EXERCISE DESCRIPTION> Your answer needs to include each line of the records in which the string "using" can be found.

Records from a data source>
====
PR #239, opened 2024-11-12
Drop scratchbuf

lucasdemarchi:
Slightly tested - probably need more CI and eyeballs.


lucasdemarchi:
@stoeckmann this is what I mentioned some time ago about doing with the scratchbuf impl.

shared/strbuf.c
```diff
@@ -55,12 +55,11 @@ char *strbuf_steal(struct strbuf *buf)
...
 	char *bytes;
 
-	if (!buf_realloc(buf, buf->used + 1)) {
-		free(buf->bytes);
+	if (!buf_realloc(buf, buf->used + 1))
 		return NULL;
-	}
 
 	bytes = buf->bytes;
+	buf->bytes = NULL;
```
evelikov, line 77: The previous behaviour of "we failed to realloc, let's nuke everything" meant we had an UAF waiting to happen. I'm glad it's gone plus the extra NULL helps truly invalidate the strbuf.

Hell yeah \o/

shared/strbuf.c
```diff
@@ -8,6 +8,7 @@
 #include <stdbool.h>
 #include <stdlib.h>
 #include <string.h>
+#include <sys/param.h>
```
evelikov, line 11: OOC: why do we need the extra header?

shared/strbuf.c
```diff
@@ -18,10 +19,20 @@ static bool buf_realloc(struct strbuf *buf, size_t sz)
 {
 	void *tmp;
 
-	tmp = realloc(buf->bytes, sz);
-	if (sz > 0 && tmp == NULL)
-		return false;
+	if (!buf->heap)
+		tmp = malloc(sz);
+	else
+		tmp = realloc(buf->bytes, sz);
```
evelikov, line 25: For any fans of the ternary operator, this could be written as `tmp = realloc(!buf->heap ? NULL : buf->bytes, sz);`.

shared/strbuf.h
```diff
@@ -12,10 +13,24 @@ struct strbuf {
...
 void strbuf_init(struct strbuf *buf);
 
+/*
+ * Initialize strbuf with an initial buffer on stack. The @sz must be a build-time
+ * constant, as if the buffer had been declared on stack.
+ */
+#define strbuf_init_with_stack(buf__, sz__)            \
+	({                                             \
+		assert_cc(__builtin_constant_p(sz__)); \
+		(buf__)->bytes = alloca(sz__);         \
```
evelikov, line 28: Was thinking about adding `-Walloca` because of the obvious fallouts with it. The `__builtin_constant_p` does help with those, but I wonder if platforms like Android/macOS or other C runtimes don't impose restrictions on its use.

As a potential replacement we could use a `static char foo[sz__];`, which will invalidate the documented caveat - aka "It may also not survive a return from current function if it was initialized with stack space" can go.

This will grow the BSS (non-issue IMHO) although I wonder if it'll have other side-effects.

Mostly thinking out loud, than an objection.

shared/strbuf.c
```diff
@@ -39,15 +39,17 @@ static bool buf_realloc(struct strbuf *buf, size_t sz)
 	return true;
 }
 
-static bool buf_grow(struct strbuf *buf, size_t newsize)
+bool strbuf_reserve(struct strbuf *buf, size_t n)
```
evelikov, line 42: Would be great if we can have a way to instrument the compiler/analyzers that follow-up `strbuf_str()` and `strbuf_push*()` calls cannot fail, when reservation large enough. As humans we'll likely get it wrong at some point.

Any clever trick that comes to mind?

shared/strbuf.c
```diff
@@ -82,9 +82,11 @@ char *strbuf_steal(struct strbuf *buf)
 
 const char *strbuf_str(struct strbuf *buf)
 {
-	if (!strbuf_reserve(buf, 1))
```
evelikov: `s/re-allocated/shrunk/` in the commit message, to make it more obvious?

tools/depmod.c
```diff
@@ -2306,32 +2304,37 @@ static int output_symbols_bin(struct depmod *depmod, FILE *out)
...
+		size_t sym_sz;
 
 		if (sym->owner == NULL)
 			continue;
 
-		len = strlen(sym->name);
+		sym_sz = strlen(sym->name) + 1;
 
-		if (scratchbuf_alloc(&salias, baselen + len + 1) < 0) {
+		if (!strbuf_reserve(&salias, sym_sz)) {
```
evelikov, line 2320: Why did we drop `baselen` from the total/reservation size?

tools/depmod.c
```diff
@@ -2289,10 +2288,9 @@ static int output_symbols(struct depmod *depmod, FILE *out)
 static int output_symbols_bin(struct depmod *depmod, FILE *out)
 {
 	struct index_node *idx;
-	char aliasbuf[1024] = "symbol:";
-	_cleanup_(scratchbuf_release) struct scratchbuf salias =
-		SCRATCHBUF_INITIALIZER(aliasbuf);
-	const size_t baselen = sizeof("symbol:") - 1;
+	_cleanup_strbuf_ struct strbuf salias;
+	const char *base = "symbol:";
+	const size_t baselen = strlen(base);
```
evelikov, line 2293: The project commonly uses `sizeof("string-literal") - 1` instead of `strlen("string-literal")`. I am guessing that's because older compilers could not deduce/optimise the latter to a compile-time constant.

Is that right, or am I missing something obvious?

evelikov (commented):
Have a slight inclination towards not using `alloca` plus the `strbuf_reserve()` instance added at the end seems off.

As a whole, I like the idea - esp the robustness fixes for `strbuf_steal()`

testsuite/test-strbuf.c
```diff
@@ -62,6 +62,10 @@ static int test_strbuf_pushchars(const struct test *t)
 		lastwordlen = strlen(c);
 	}
 
+	/*
+	 * Replace the last space char, which also guarantees there's at least 1 char
+	 * available for the '\0'
```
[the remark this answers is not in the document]
lucasdemarchi: Not sure why we'd move to shared/. The test does a popchar to remove the space and at the same time guarantees there's space for the NUL byte. Do you mean adding documentation to the popchar function?

shared/strbuf.h
lucasdemarchi: The static variable is a no go. We don't ever want a a "stack variable" to implicitly survive a return from the function.

Alternative IMO is what scratchbuf does with the additional variable. We could define a DECLARE_STRBUF_WITH_STACK that does that and hide the variable under a unique name.

shared/strbuf.c
lucasdemarchi: MIN()

shared/strbuf.c
lucasdemarchi: I tolerate it, I'm not a fan :).... here I'm ok if we flip them:  `tmp = realloc(buf->heap ? buf->bytes : NULL, sz);`

shared/strbuf.h
lucasdemarchi: > Was thinking about adding `-Walloca` because of the obvious fallouts with it.

in this case we'd just add some _Pragma() to push/pop -Walloca. There are uses for it, this being one of them.  What I like about not using alloca() here is actually that the buffer would be defined together with the declaration rather than together with strbuf_init_with_stack().

tools/depmod.c
lucasdemarchi: scratchbuf_alloc() passes the total space. strbuf_reserve() reserves **adiditional** space... here we don't need to track the total space since we add popchars/popchar where needed. On a hindsight just _reserve() may not be clear enough about what's the behavior. std::vector::reserve() is actually about the total sapce. Linux kernel's xarray is about 1 position.

Maybe add 2 functions?
strbuf_reserve() / strbuf_reserve_total()
strbuf_alloc() / strbuf_alloc_total()
strbuf_ensure_space() / strbuf_ensure_total_space()
strbuf_add() /

tools/depmod.c
lucasdemarchi: that's right

tools/depmod.c
evelikov: Indeed C++ came to mind when I read `strbuf_reserve()` and didn't think too much about it :facepalm: The xarray one never crossed my mind, since it takes an instance/index and not a size as an argument.

Having two functions makes sense. Alternatively we can use something like `strbuf_reserve_extra()` to indicate the "in-addition to" aspect. Don't have any strong preference fwiw.

shared/strbuf.h
evelikov: Same - scope and lifetime of using alloca() is a bit tricky. The DECLARE_STRBUF_WITH_STACK approach seems reasonable IMHO.

testsuite/test-strbuf.c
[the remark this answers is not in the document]
evelikov: > Do you mean adding documentation to the popchar function?

Precisely - the newly added comment looks like a very good candidate.

shared/strbuf.h
stoeckmann: > This will grow the BSS (non-issue IMHO) although I wonder if it'll have other side-effects.

A side-effect occurs in multi-threaded environments, because then multiple threads share the same static variable. Definitely undefined behavior, so that wouldn't be an option for library code.

stoeckmann: The good thing about `alloca` hidden in a macro here is that we have an "anonymous" stack memory which we can never accidentally access again like it happened before in depmod. I think it's the first reasonable example of `alloca` usage I've seen so far and with these checks in place, it cannot eventually overflow.

I'm more concerned about the lifetime here. And it's no difference if it's a named and easily accessible array on the stack or something hidden behind a macro.

tools/depmod.c
```diff
@@ -1308,14 +1306,13 @@ static int depmod_modules_search_dir(struct depmod *depmod, DIR *d, size_t basel
...
-		if (scratchbuf_alloc(s_path, baselen + namelen + 2) < 0) {
+		if (!strbuf_reserve(path, namelen + 2)) {
 			err = -ENOMEM;
 			ERR("No memory\n");
 			continue;
 		}
 
-		path = scratchbuf_str(s_path);
-		memcpy(path + baselen, name, namelen + 1);
+		strbuf_pushmem(path, name, namelen);
```
stoeckmann, line 1315: Since `namelen = strlen(name)`, this can become `strbuf_pushchars`.

stoeckmann: Adding this note as a second comment to the same line: The API of strbuf as it was to be used before, would expect a check to see if adding something to strbuf was successful or not. Even if we could make a static analyzer smart enough to see that it fits ... Is it our job as a strbuf user to care about its internal status? A simple approach would be to wrap all strbuf functions with a check and we are done. Everything else expects us to be smart ... And at worst smarter than we really are. :)

tools/depmod.c
```diff
@@ -1351,53 +1348,51 @@ static int depmod_modules_search_dir(struct depmod *depmod, DIR *d, size_t basel
...
 		err = -ENOMEM;
 		goto out;
 	}
-	path_buf = scratchbuf_str(&s_path_buf);
 
-	memcpy(path_buf, path, baselen);
-	path_buf[baselen] = '/';
-	baselen++;
-	path_buf[baselen] = '\0';
+	strbuf_pushmem(&s_path_buf, path, baselen - 1);
```
stoeckmann, line 1394: `baselen - 1` is `strlen(path) + 1 - 1` is `strlen(path)` so we can use `strbuf_pushchars` here as well.

tools/depmod.c
```diff
@@ -2310,32 +2304,37 @@ static int output_symbols_bin(struct depmod *depmod, FILE *out)
 
 	hash_iter_init(depmod->symbols, &iter);
 
+	strbuf_init_with_stack(&salias, 1024);
+	strbuf_pushmem(&salias, base, baselen);
```
stoeckmann, line 2308: Here we can use `strbuf_pushchars` as well because `baselen = strlen(base)`

tools/depmod.c
```diff
@@ -2310,32 +2304,37 @@ static int output_symbols_bin(struct depmod *depmod, FILE *out)
...
+		if (!strbuf_reserve(&salias, sym_sz)) {
 			ret = -ENOMEM;
-			goto err_scratchbuf;
+			goto err_alloc;
 		}
-		s = scratchbuf_str(&salias);
-		memcpy(s + baselen, sym->name, len + 1);
-		duplicate = index_insert(idx, s, sym->owner->modname, sym->owner->idx);
+
+		strbuf_pushmem(&salias, sym->name, sym_sz);
```
stoeckmann, line 2325: `sym_sz` is `strlen(sym->name) + 1` so here we already add the ending NUL byte. If we skip it, even this one could become `strbuf_pushchars`.

shared/strbuf.c
```diff
@@ -8,75 +8,111 @@
...
+	buf->heap = true;
 	buf->bytes = tmp;
 	buf->size = sz;
+
 	return true;
 }
 
+bool strbuf_reserve(struct strbuf *buf, size_t n)
+{
+	n += buf->used;
```
stoeckmann, line 44: We could use `uaddsz_overflow` here to make sure to never overflow, no matter how huge function argument `n`.

stoeckmann (changes requested):
I like the approach. Ideally we can keep the API in a way that all return values have to be checked for error to never accidentally fool ourselves through reserving "enough" memory and eventually figuring out that our implicit code contains an error.

The cleanup attribute is awesome and I never expected to see a good `alloca` usage. If we want to keep `alloca` though, I'm rather indifferent.

No good idea so far if we could somehow make the API more robust against accidentally calling `strbuf_str` on a strbuf with stack memory and returning it from a function or storing it somewhere in a heap struct. But perhaps we have to live with it and actually have to think what we are doing here. :)

testsuite/test-strbuf.c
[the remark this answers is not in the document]
lucasdemarchi: Humn... I can add the documentation, but it seems different from this comment which is aiming to clarify that the call to strbuf_popchar() that needs to be done (to remove the last ' ') has the side effect of also guaranteeing the buffer has at least one char available, so the check `assert_return(result1 == buf.bytes, ...` can be done even if we called strbuf_str(), that could have changed it.

shared/strbuf.h
lucasdemarchi: I will add a commit on top with one of the alternatives I have in mind, then we decide and I can squash or leave it as is.

lucasdemarchi: The buffer variable will still be hidden from normal use.

shared/strbuf.c
lucasdemarchi: I think it's worthy. In several places we have the strategy "1) calculate the size; 2) allocate; 3) use it". Allowing to reserve space is IMO a good thing to do

testsuite/test-strbuf.c
```diff
@@ -115,7 +115,7 @@ static int test_strbuf_with_stack(const struct test *t)
 	strbuf_init_with_stack(&buf, 256);
 	strbuf_pushchars(&buf, test);
 	assert_return(streq(test, strbuf_str(&buf)), EXIT_FAILURE);
-	p =  strbuf_steal(&buf);
+	p = strbuf_steal(&buf);
```
lucasdemarchi, line 118: it looks like I squashed a fix in the wrong commit.

tools/depmod.c
lucasdemarchi: In fact, let me do it in an update so the compiler can see the 2 calls to strlen()

tools/depmod.c
lucasdemarchi: strbuf_reserve_extra() looks like a good name. I will change to have just that one

tools/depmod.c
lucasdemarchi: I was adding the '\0' on purpose to match the previous code, but indeed we can keep that out.

lucasdemarchi:
> No good idea so far if we could somehow make the API more robust against accidentally calling strbuf_str on a strbuf with stack memory and returning it from a function or storing it somewhere in a heap struct. But perhaps we have to live with it and actually have to think what we are doing here. :)

That's the same situation of declaring a buffer on stack and returning a pointer to it. I guess all the sanitizers we have can help us with that. If not, at least valgrind is here to the rescue :)

lucasdemarchi:
Please take a look in the last commit. That would be a replacement for the alloca. If we feel it's a better approach I can polish it more.

shared/strbuf.c
evelikov: ^^ :100:

shared/strbuf.h
```diff
@@ -17,6 +17,19 @@ struct strbuf {
...
 
+#define DECLARE_STRBUF_WITH_STACK(name__, sz__)   \
+	assert_cc(__builtin_constant_p(sz__));    \
+	char name__##_storage__[sz__];            \
+	_cleanup_strbuf_ struct strbuf name__ = { \
+		.bytes = name__##_storage__,      \
+		.size = sz__,                     \
+	}
+
+#define STRBUF_DECLARE(name__, sz__)            \
```
evelikov, line 28: Nits:
 - `s/STRBUF_DECLARE/DECLARE_STRBUF/g` to be consistent with the stack one
 - drop the unused `sz__` to make it obvious it doesn't pre-allocate (stack or heap) anything
 - can use use it across the series?

I greatly prefer these macros over `strbuf_init_with_stack()`.

shared/strbuf.h
stoeckmann: I like the alloca-free approach as well. Actually a bit more because it's without alloca. :)

tools/depmod.c
stoeckmann: Right, if we have needed data stored already, we can just reuse ist.

shared/strbuf.c
lucasdemarchi: done

testsuite/test-strbuf.c
lucasdemarchi: fixed

shared/strbuf.c
```diff
@@ -34,15 +34,17 @@ static bool buf_realloc(struct strbuf *buf, size_t sz)
 	return true;
 }
 
-static bool buf_grow(struct strbuf *buf, size_t newsize)
+bool strbuf_reserve_extra(struct strbuf *buf, size_t n)
```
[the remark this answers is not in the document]
lucasdemarchi: fixed

evelikov (approved):
One thing I forgot to mention, non-blocker:

When doing a release build the `asserts()` are omitted. Since we build `libshared.a` aka `strbuf.o` once, the xfail test likely will not trigger. One option is to move the function as inline to `strbuf.h`, then the explicit `-UNDEBUG` we add to the tests will keep the assert... Although we need to find a better solution for the long run.

Tl;Dr: xfail test will succeed on `meson setup --buildtype release` builds, move `strbuf_shrink_to()` to the header as WA.

Regardless of the above comment, lets land this PR - it's looking solid IMHO.

lucasdemarchi:
and it seems we need to review those asserts in strbuf.... so I'm leaving this as is for now.

lucasdemarchi:
Applied, thanks for the reviews

evelikov:
> we should have an assert_return(), not affected by NDEBUG

Counter intuitive of the name, the macro never `assert()` but does a simple `if/return`. Regardless, opened a task for the general `assert()` yak shaving.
====
WRITTEN RESPONSE>
Have a slight inclination towards not using `alloca` plus the `strbuf_reserve()` instance added at the end seems off.
in this case we'd just add some _Pragma() to push/pop -Walloca. There are uses for it, this being one of them.  What I like about not using alloca() here is actually that the buffer would be defined together with the declaration rather than together with strbuf_init_with_stack().
evelikov: Same - scope and lifetime of using alloca() is a bit tricky. The DECLARE_STRBUF_WITH_STACK approach seems reasonable IMHO.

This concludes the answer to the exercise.